WXVW
- Jeffersonville, Indiana; United States;
- Broadcast area: Louisville, Kentucky
- Frequency: 1450 kHz
- Branding: Big X Sports Radio

Programming
- Format: Sports
- Affiliations: Westwood One Sports; SportsMap; Indiana Pacers; Indianapolis Colts;

Ownership
- Owner: Word Media Group; (Word Broadcasting Network, Inc.);
- Sister stations: WBNA; WBNM-LD; WFIA; WGTK; WLGK; WJIE-FM;

History
- First air date: September 16, 1961
- Former call signs: WXVW (1961–1997); WAVG (1997–2008); WQKC (2008–2013);

Technical information
- Licensing authority: FCC
- Facility ID: 63935
- Class: C
- Power: 1,000 watts
- Transmitter coordinates: 38°17′41″N 85°45′7″W﻿ / ﻿38.29472°N 85.75194°W
- Translator: 96.1 W241CK (Jeffersonville)

Links
- Public license information: Public file; LMS;
- Webcast: Listen live
- Website: bigxsportsradio.com

= WXVW =

Radio station in Jeffersonville, Indiana

WXVW (1450 AM) is a radio station licensed to Jeffersonville, Indiana, serving the Louisville, Kentucky, area. The station is owned by Word Broadcasting Network, Inc.

==History==
For much of the 1970s and 1980s, WXVW originally ran an adult standards music format.
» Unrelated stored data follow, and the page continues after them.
PR #62, opened 2019-03-22
feature :: translator toolchain

adimascio:
Implement a simple translator toolchain to (hypothetically) support multiple backends.

For now, the only backend supported is `mongo3.6`. 

This PR also adds a typesafe `StepMatcher` interface that should help to detect, at compile-time,
step types that are not handled by the translation chain.

### DIFF
--- a/src/lib/matcher.ts
+++ b/src/lib/matcher.ts
@@ -1,0 +1,70 @@
+/**
+ * This module provides the basic type machinery to build pipeline
+ * translators efficiently and safely.
+ *
+ * It exposes 2 main building blocks:
+ * - `StepMatcher`: a type mapping each available pipeline steps to a
+ *   translation function
+ * - `matchStep`: a function accepting a `StepMatcher` and that return a function
+ *   transforming a pipeline step to an arbiratry output.
+ *
+ * This system is supposed to be typesafe, which means that if you add a
+ * new type of `PipelineStep`, the typescript compiler is expected to fail
+ * if your matcher implementation doesn't provide a mapping for this new kind
+ * of step.
+ */
+import { PipelineStep, PipelineStepName } from './steps';
+
+/**
+ * `StepByType` is a conditional type that expects the `PipelineStep` type and
+ * a valid step name and return the only possible step type matching this name.
+ *
+ * For instance, `StepByType<PipelineStep, 'delete'>` is equivalent to `DeleteStep`
+ */
+export type StepByType<A, T> = A extends { name: T } ? A : never;
+
+/**
+ * `StepMatcher` is a type built dynamically according to each available step
+ * name that associates each of this step name to a specific processing function
+ * accepting a step of corresponding type. For instance, it will generate the
+ * `rename: (step: RenameStep) => T` mapping entry automatically.
+ *
+ * This type will help to enforce that each kind of step has a corresponding
+ * translation function at compile time.
+ */
+export type StepMatcher<T> = { [K in PipelineStepName]: (step: StepByType<PipelineStep, K>) => T };
+
+/**
+ * Helper exception to handle unreachable conditions in a switch statement.
+ * This will help the typescript compiler to raise an error if one or several
+ * kind of steps are missing in a switch / case statement.
+ *
+ */
+class Unreachable extends Error {
+  constructor(value: never) {
+    super(`value ${value} is not valid`);
+  }
+}
+
+export function matchStep<T>(matcher: StepMatcher<T>): (step: PipelineStep) => T {
+  return (step: PipelineStep): T => {
+    switch (step.name) {
+      case 'domain':
+        return matcher.domain(step);
+      case 'filter':
+        return matcher.filter(step);
+      case 'select':
+        return matcher.select(step);
+      case 'rename':
+        return matcher.rename(step);
+      case 'delete':
+        return matcher.delete(step);
+      case 'newcolumn':
+        return matcher.newcolumn(step);
+      case 'custom':
+        return matcher.custom(step);
+      default:
+        throw new Unreachable(step);
+    }
+  };
+}
--- a/src/lib/translators/mongo.ts
+++ b/src/lib/translators/mongo.ts
@@ -1,0 +1,91 @@
+/** This module contains mongo specific translation operations */
+
+import { PipelineStep } from '@/lib/steps';
+
+/**
+ * MongoStep interface. For now, it's basically an object with any property.
+ */
+export interface MongoStep {
+  [propName: string]: any;
+}
+
+/**
+ * Transform a standard pipeline into a list of mongo steps.
+ *
+ * - 'domain' steps are transformed into `$match` statements,
+ * - 'select', 'rename', 'delete' and 'newcolumn' steps are transformed into
+ *   `$project` statements,
+ * - 'filter' steps are transformed into `match` statements.
+ *
+ * @param pipeline the input pipeline
+ *
+ * @returns the list of corresponding mongo steps
+ */
+export function pipeToMongo(pipeline: Array<PipelineStep>): Array<MongoStep> {
+  const mongoSteps: Array<MongoStep> = [];
+  for (const step of pipeline) {
+    if (step.name === 'domain') {
+      mongoSteps.push({ $match: { domain: step.domain } });
+    } else if (step.name === 'select') {
+      const projection: { [propName: string]: number } = {};
+      for (const column of step.columns) {
+        projection[column] = 1;
+      }
+      mongoSteps.push({ $project: projection });
+    } else if (step.name === 'rename') {
+      mongoSteps.push({ $project: { [step.newname]: `$${step.oldname}` } });
+    } else if (step.name === 'delete') {
+      const projection: { [propName: string]: number } = {};
+      for (const column of step.columns) {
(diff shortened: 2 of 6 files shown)


piotch:
Great to see this already moving on! Thanks! 👍 

> (hypothetically) support multiple backends

hold your breath!

Just to make sure that I understand correctly: this mean that a `backend` has to support (or pretend to support) all the types of steps or it will not compile ? And conversely if you add a step type you have to add (or pretend to add it) to all `backend` ? If I understood well, could you elaborate why doing it this way rather than requiring the `backend` to give a list of steps that it support ? 

Also some naming remarks:

* are `backend` and `translator` the same thing ? If so should we not use only one term ?
* `translator` and `transformer` I think I get the difference but then I don't

adimascio:
> Just to make sure that I understand correctly: this mean that a `backend` has to support (or pretend to support) all the types of steps or it will not compile ? 

More or less, yes. My idea was to make sure all code paths were covered. If a translator doesn't support a transformation step, I had imagined that we could provide a specific `NotImplemented` primitve or something alike but still it would have to be declared explicitly.

> And conversely if you add a step type you have to add (or pretend to add it) to all `backend` ?

Yes, but again I would see this as "explicitly not support it" rather than "pretend to add it".
 
> If I understood well, could you elaborate why doing it this way rather than requiring the `backend` to give a list of steps that it support ?

My insipration came from languages such as OCaml where you would have to make sure you could not leave any case apart.

> Also some naming remarks:
> 
>     * are `backend` and `translator` the same thing ? If so should we not use only one term ?

`backend` here is more a symbolic names (e.g. `mongo3.6`, `pandas`, `mongo4+python`, `sql+python`, etc.). `translator` would be the translator ("compiler" ?) function itself.

>     * `translator` and `transformer` I think I get the difference but then I don't

Bad naming I guess, thanks for pointing this out!

piotch:
Ok thanks. I think it's good to have a way to declare explicitly that a `translator` does not support a `step`. Could it be documented / implemented in this PR ? 

> Yes, but again I would see this as "explicitly not support it" rather than "pretend to add it".

Is there a way to make this explicit in the `translator` API, without having to call the method and catch an exception ? 

I think of a few use cases where it would be useful, given a `backend` to know "in advance" (i.e. before calling the method) if a type of step is supported or not. 

For example : 

* I'm picking a backend, I would like the UI elements which are adding un-supported steps to be disabled, instead of being able to add steps that won't be translated later.
* I'm changing from one backend to another, I'd like to know which backends are available given a list of already created steps, instead of being able to pick any and then it fails when I run the pipeline.

src/lib/translators/mongo.ts
```diff
@@ -0,0 +1,89 @@
...
+      continue;
+    }
+    lastStep = step;
+    outputSteps.push(lastStep);
+  }
+  return outputSteps;
+}
+
+export const translators = {
+  mongo36: pipeToMongo,
```
davinov: Do you anticipate multiple mongo versions here?
Otherwise I think it's easier to have juste one `translators.ts` file that will import all the available translators

davinov: I think that's what you do in the toolchain just below ^^
So I would have called this file `translators`so we can `import { getTranslator } from 'lib/translators'`instead of toolchain.
I would have guessed that "tools/utils" were exported in the toolchain.

src/lib/translators/toolchain.ts
```diff
@@ -0,0 +1,39 @@
...
+/** return a function translating an array of pipeline steps to expected backend
+ * steps
+ *
+ * Example usage:
+ * ```typescript
+ * const translator = getTranslator('mongo36');
+ * const result = translator(myPipeline);
+ * ```
+ */
+export function getTranslator(backend: string) {
```
davinov: I was wondering why was this function better than just exporting the `TRANSLATORS` dictionary.
Is it to also have some safety at runtime?

I feel we either have to choose between being protected at compile time or at runtime.
If we go for the second option, I would have ditched this and ask users to rely on the first one.
Otherwise, we'll have to constantly support two error handling systems, and I fear we'll eventually forget to handle the second one at some point

src/lib/matcher.ts
```diff
@@ -0,0 +1,70 @@
...
+/**
+ * Helper exception to handle unreachable conditions in a switch statement.
+ * This will help the typescript compiler to raise an error if one or several
+ * kind of steps are missing in a switch / case statement.
+ *
+ */
+class Unreachable extends Error {
+  constructor(value: never) {
+    super(`value ${value} is not valid`);
+  }
```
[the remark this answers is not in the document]
adimascio: I meant `unreachable` as in [unreachable code](https://en.wikipedia.org/wiki/Unreachable_code).

It really is a way to give a hint to the compiler. While "compiling" the different `swtich / case` branches, typescript will narrow down the possible types (string values here are actually types). If some `cases` are not written down (e.g. `my-step-name`), when typescript will analyze the "unreachable" branch, it will complain about an `my-step-name` being incompatible with the `never` type.

src/lib/matcher.ts
```diff
@@ -0,0 +1,70 @@
...
+}
+
+export function matchStep<T>(matcher: StepMatcher<T>): (step: PipelineStep) => T {
+  return (step: PipelineStep): T => {
+    switch (step.name) {
```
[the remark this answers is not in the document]
adimascio: I think that by writing this code, you won't allow typescript to do the "exhaustiveness" test but I can't dig a bit more on that topic.

src/lib/translators/mongo.ts
adimascio: > Do you anticipate multiple mongo versions here?

I think we may have to target `mongo36` and `mongo4` at some point but I'm not certain about this.

src/lib/translators/toolchain.ts
adimascio: > I was wondering why was this function better than just exporting the `TRANSLATORS` dictionary.
> Is it to also have some safety at runtime?

I wanted to define an API rather than a raw object (which admittedly is also an API). This seemed like a reasonable sustainable encapsulation. If at some point we need to perform additional checks, the function will allow this more easily

src/lib/matcher.ts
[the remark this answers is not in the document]
davinov: Ah, I see. You mean the TS analyzer would follow switch/cases branches but not check avery key of an object?

src/lib/matcher.ts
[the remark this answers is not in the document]
davinov: Ah OK! I haven't thought of that type of unreachability.
It still feels weird to have code that will appear on the final bundle to throw errors that we only need at compile time.

Why shouldn't we just define an interface then:
```
interface Matcher {
    domain(): ... 
    filter(): ...
   ...
}
```
That seems more idiomatic and will provide simple messages saying '<method> is not implemented'
Also that means transforming matchers into classes that extends the Matcher interface.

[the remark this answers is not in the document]
davinov: Cool then! :100: Thanks for the explanations

src/lib/matcher.ts
```diff
@@ -0,0 +1,46 @@
...
+ * It exposes 2 main building blocks:
+ * - `StepMatcher`: a type mapping each available pipeline steps to a
+ *   translation function
+ * - `matchStep`: a function accepting a `StepMatcher` and that return a function
+ *   transforming a pipeline step to an arbiratry output.
+ *
+ * This system is supposed to be typesafe, which means that if you add a
+ * new type of `PipelineStep`, the typescript compiler is expected to fail
+ * if your matcher implementation doesn't provide a mapping for this new kind
+ * of step.
```
piotch: is this comment still true ? Reading the doc I understood that the it would automatically detect a new serie of unsuported steps in translators in this case.

src/lib/matcher.ts
```diff
@@ -0,0 +1,46 @@
...
+
+/**
+ * `StepMatcher` is a type built dynamically according to each available step
+ * name that associates each of this step name to a specific processing function
+ * accepting a step of corresponding type. For instance, it will generate the
+ * `rename: (step: RenameStep) => T` mapping entry automatically.
+ *
+ * This type will help to enforce that each kind of step has a corresponding
+ * translation function at compile time.
+ */
```
piotch: is this still the case?

src/lib/translators/base.ts
```diff
@@ -0,0 +1,192 @@
...
+  custom(step: S.CustomStep) {}
+
+  /**
+   * translates an input pipeline into a list of steps that makes sense for the
+   * targeted backend.
+   *
+   * @param pipeline the array of input steps.
+   * @returns the list of translated output steps.
+   */
+  translate(pipeline: Array<S.PipelineStep>): Array<OutputStep> {
```
piotch: in the case of a SQL translator, it would return a list of strings for example, that the caller would be have to join into a query string ?

adimascio: Probably, yes

src/lib/matcher.ts
adimascio: Yes it is

src/lib/matcher.ts
adimascio: The `StepMatcher` is still the backbone the system relies on.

The station originally broadcasts Chicago Cubs baseball games during its early days.

Under ownership of Cumulus Media, WXVW formerly simulcast sports formatted WQKC (93.9 FM) as "The Ticket", until that station changed to a classic hits music format as WLCL on November 20, 2008.

On August 2, 2010, WQKC and WLCL went silent after Cumulus decided to cease operations in the Louisville market.

On October 3, 2011, WQKC returned to the air, again with sports, branded as "The Sports Buzz". Cumulus would formally sell the station to its programmer, Ryan Media, in November 2011.

On May 21, 2013, WQKC changed its call sign back to WXVW, which was the station's original call letters from its original sign on date (September 16, 1961–same as WLKY-TV) until 1997, when the call sign changed to WAVG.

Effective December 1, 2020, Ryan Media sold WXVW and translator W241CK to Word Broadcasting Network, Inc.